Feathers, which evolved alongside these other avian characteristics, would complete the journey towards modern birds. Beginning as simple downy filaments, they had probably originated to keep theropods warm – evidence supporting the theory that at least some dinosaurs were ‘warm-blooded’. They may also have served as ornaments. Festooned with arm feathers, smaller theropods’ plumage would have given them a degree of lift to chase flying insects.
This set of features – small with lightweight bones, rotated shoulder sockets with a furcula, turbocharged breathing systems and feathers – developed in theropods long before they took to the air and set the scene for protobirds.
Fossil quills have already forced multiple revisions of textbooks. And still, a finding just last year showed that feathers are not done with their revolutionary work.
For 130 years, we thought we understood the broad architecture of the dinosaur family tree. British palaeontologist Harry Seeley pointed out in 1887 that dinosaurs could be divided into two groups based on whether their hips were lizard-like (where the pubis points forward) or bird-like (where the pubis points back). Confusingly, it was members of the lizard-hipped rather than bird-hipped variety that gave rise to birds.
The lizard-hipped saurischians were in turn divided between the long-necked plant-eating sauropods, such as Brachiosaurus, and the meat-eating theropods.
The bird-hipped ornithischians included a huge variety of plant-eating dinosaurs that could be divided into three smaller groups: the armoured dinosaurs including Stegosaurus, the bird-footed ornithopods such as Iguanodon and the horned dinosaurs like Triceratops.
Bottom line: Brachiosaurus and Tyrannosaurus were relatively close cousins. Iguanodon, Stegosaurus and Triceratops were more distantly related.
Palaeontologists were quite happy with this binary arrangement until 2017, when another British palaeontologist, Matthew Baron from Cambridge University, completely redrew the family tree.
Baron looked at 74 species of exceedingly rare early dinosaurs from the first half of the Age of Dinosaurs. By analysing a very large set of characters from all over the skeletons, he was able to tease out how the early branches divided right down at the base of the tree.
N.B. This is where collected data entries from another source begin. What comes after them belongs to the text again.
PR #3711, opened 2022-08-19
Docs - Custom plugins in remote ops

paladin-devops:
Update the docs for how to customize the ODR image with a custom plugin, for using custom plugins in remote operations.


demophoon (approved):
Very much needed, thanks for the update

briancain (approved):
Sick!

PR #3720, opened 2022-08-22
make gen/ts

jgwhite:
It’s been a while since we ran this so I can’t quite make sense of the changes. Treating this PR as something of a smoke test.


amyrlam (approved):
Haven't run make gen/ts, but seems a-ok from the README https://github.com/hashicorp/waypoint/tree/main/ui#generating-type-definitions-after-making-api-changes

His first finding pushed back the origin of dinosaurs by around five million years to about 247 million years ago. The second completely rewrote dinosaurian prehistory. Instead of a neat, early split between the lizard-hipped and bird-hipped branches, Baron found an even earlier split that placed the lizard-hipped theropods onto the same branch as the bird-hipped group.
So now Tyrannosaurus is nestled in with Triceratops (see figure opposite).
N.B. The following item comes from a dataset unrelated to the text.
PR #3730, opened 2022-08-23
Prune old releases

### LINKED ISSUE #2131: Releases should be destroyed when their corresponding deployments are destroyed
When we prune deployments, we do not subsequently prune the attached releases.
So we end up like this:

This new and, at present, controversial arrangement of dinosaur relationships lay hidden in a soup of confusing lumps and bumps on bones; there was no single feature that you could point to and say “dinosaur X belongs on this branch or that”.
Except, perhaps, feathers.
Feathers and their hairy antecedents have been found on many theropod dinosaurs and also on several different bird-hipped dinosaurs. But they have never been found among the sauropods. So the new group of dinosaurs consisting of the theropods and the bird-hipped dinosaurs (which has been named the ornithoscelidans) may be defined by the presence of feathers or feather-like structures covering some portion of the animal.
So feathers may be telling us a lot more about the structure of the dinosaur’s family tree than simply “here are the birds”. They may actually be the defining feature of one of the most fundamental splits in the dinosaur tree that occurred very early in their evolution.
The revolution is still underway and many of the preliminary conclusions presented here are far from settled and confirmed. There is still a lot of work to be done, more species to find and classify.
Long live the revolution of the feather!